Your task:
Transcribe the listing below word for word.
——
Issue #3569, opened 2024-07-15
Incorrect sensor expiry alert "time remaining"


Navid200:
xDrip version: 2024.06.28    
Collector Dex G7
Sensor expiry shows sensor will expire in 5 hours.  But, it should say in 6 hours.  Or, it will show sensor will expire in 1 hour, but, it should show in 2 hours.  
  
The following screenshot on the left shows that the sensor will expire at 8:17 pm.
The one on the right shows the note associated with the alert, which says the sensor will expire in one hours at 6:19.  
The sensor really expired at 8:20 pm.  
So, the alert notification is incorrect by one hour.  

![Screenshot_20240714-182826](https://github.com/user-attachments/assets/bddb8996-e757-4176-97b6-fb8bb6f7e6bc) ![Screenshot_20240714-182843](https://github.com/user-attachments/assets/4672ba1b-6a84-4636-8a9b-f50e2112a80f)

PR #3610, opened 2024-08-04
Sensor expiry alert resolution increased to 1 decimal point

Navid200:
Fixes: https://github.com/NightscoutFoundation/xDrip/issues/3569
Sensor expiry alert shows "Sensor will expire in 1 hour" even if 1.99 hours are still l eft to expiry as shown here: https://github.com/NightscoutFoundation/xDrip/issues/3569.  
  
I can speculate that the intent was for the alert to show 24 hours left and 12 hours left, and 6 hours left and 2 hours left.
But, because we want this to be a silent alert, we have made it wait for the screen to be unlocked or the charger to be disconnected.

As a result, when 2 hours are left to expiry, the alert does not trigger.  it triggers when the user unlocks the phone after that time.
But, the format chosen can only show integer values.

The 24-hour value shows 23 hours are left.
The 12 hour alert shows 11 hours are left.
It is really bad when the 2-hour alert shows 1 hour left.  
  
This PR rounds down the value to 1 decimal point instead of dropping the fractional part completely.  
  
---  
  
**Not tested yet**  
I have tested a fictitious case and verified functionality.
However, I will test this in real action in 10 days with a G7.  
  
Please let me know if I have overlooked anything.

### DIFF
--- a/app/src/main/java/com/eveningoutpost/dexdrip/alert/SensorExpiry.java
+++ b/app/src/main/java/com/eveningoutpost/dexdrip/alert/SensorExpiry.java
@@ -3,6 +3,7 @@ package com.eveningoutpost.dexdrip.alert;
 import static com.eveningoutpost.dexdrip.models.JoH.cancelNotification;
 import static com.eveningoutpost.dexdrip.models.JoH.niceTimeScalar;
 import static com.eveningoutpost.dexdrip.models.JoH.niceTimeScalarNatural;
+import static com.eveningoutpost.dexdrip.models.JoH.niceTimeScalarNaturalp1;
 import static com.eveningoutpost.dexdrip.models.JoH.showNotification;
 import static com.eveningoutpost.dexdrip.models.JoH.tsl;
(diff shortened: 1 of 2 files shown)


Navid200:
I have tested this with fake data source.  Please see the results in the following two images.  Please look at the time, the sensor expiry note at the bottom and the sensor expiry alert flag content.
——
Written response:
Issue #3569, opened 2024-07-15
Incorrect sensor expiry alert "time remaining"


Navid200:
xDrip version: 2024.06.28    
Collector Dex G7
Sensor expiry shows sensor will expire in 5 hours.  But, it should say in 6 hours.  Or, it will show sensor will expire in 1 hour, but, it should show in 2 hours.  
  
The following screenshot on the left shows that the sensor will expire at 8:17 pm.
The one on the right shows the note associated with the alert, which says the sensor will expire in one hours at 6:19.  
The sensor really expired at 8:20 pm.  
So, the alert notification is incorrect by one hour.  

![Screenshot_20240714-182826](https://github.com/user-attachments/assets/bddb8996-e757-4176-97b6-fb8bb6f7e6bc) ![Screenshot_20240714-182843](https://github.com/user-attachments/assets/4672ba1b-6a84-4636-8a9b-f50e2112a80f)

PR #3610, opened 2024-08-04
Sensor expiry alert resolution increased to 1 decimal point

Navid200:
Fixes: https://github.com/NightscoutFoundation/xDrip/issues/3569
Sensor expiry alert shows "Sensor will expire in 1 hour" even if 1.99 hours are still l eft to expiry as shown here: https://github.com/NightscoutFoundation/xDrip/issues/3569.  
  
I can speculate that the intent was for the alert to show 24 hours left and 12 hours left, and 6 hours left and 2 hours left.
But, because we want this to be a silent alert, we have made it wait for the screen to be unlocked or the charger to be disconnected.

As a result, when 2 hours are left to expiry, the alert does not trigger.  it triggers when the user unlocks the phone after that time.
But, the format chosen can only show integer values.

The 24-hour value shows 23 hours are left.
The 12 hour alert shows 11 hours are left.
It is really bad when the 2-hour alert shows 1 hour left.  
  
This PR rounds down the value to 1 decimal point instead of dropping the fractional part completely.  
  
---  
  
**Not tested yet**  
I have tested a fictitious case and verified functionality.
However, I will test this in real action in 10 days with a G7.  
  
Please let me know if I have overlooked anything.

### DIFF
--- a/app/src/main/java/com/eveningoutpost/dexdrip/alert/SensorExpiry.java
+++ b/app/src/main/java/com/eveningoutpost/dexdrip/alert/SensorExpiry.java
@@ -3,6 +3,7 @@ package com.eveningoutpost.dexdrip.alert;
 import static com.eveningoutpost.dexdrip.models.JoH.cancelNotification;
 import static com.eveningoutpost.dexdrip.models.JoH.niceTimeScalar;
 import static com.eveningoutpost.dexdrip.models.JoH.niceTimeScalarNatural;
+import static com.eveningoutpost.dexdrip.models.JoH.niceTimeScalarNaturalp1;
 import static com.eveningoutpost.dexdrip.models.JoH.showNotification;
 import static com.eveningoutpost.dexdrip.models.JoH.tsl;
(diff shortened: 1 of 2 files shown)


Navid200:
I have tested this with fake data source.  Please see the results in the following two images.  Please look at the time, the sensor expiry note at the bottom and the sensor expiry alert flag content.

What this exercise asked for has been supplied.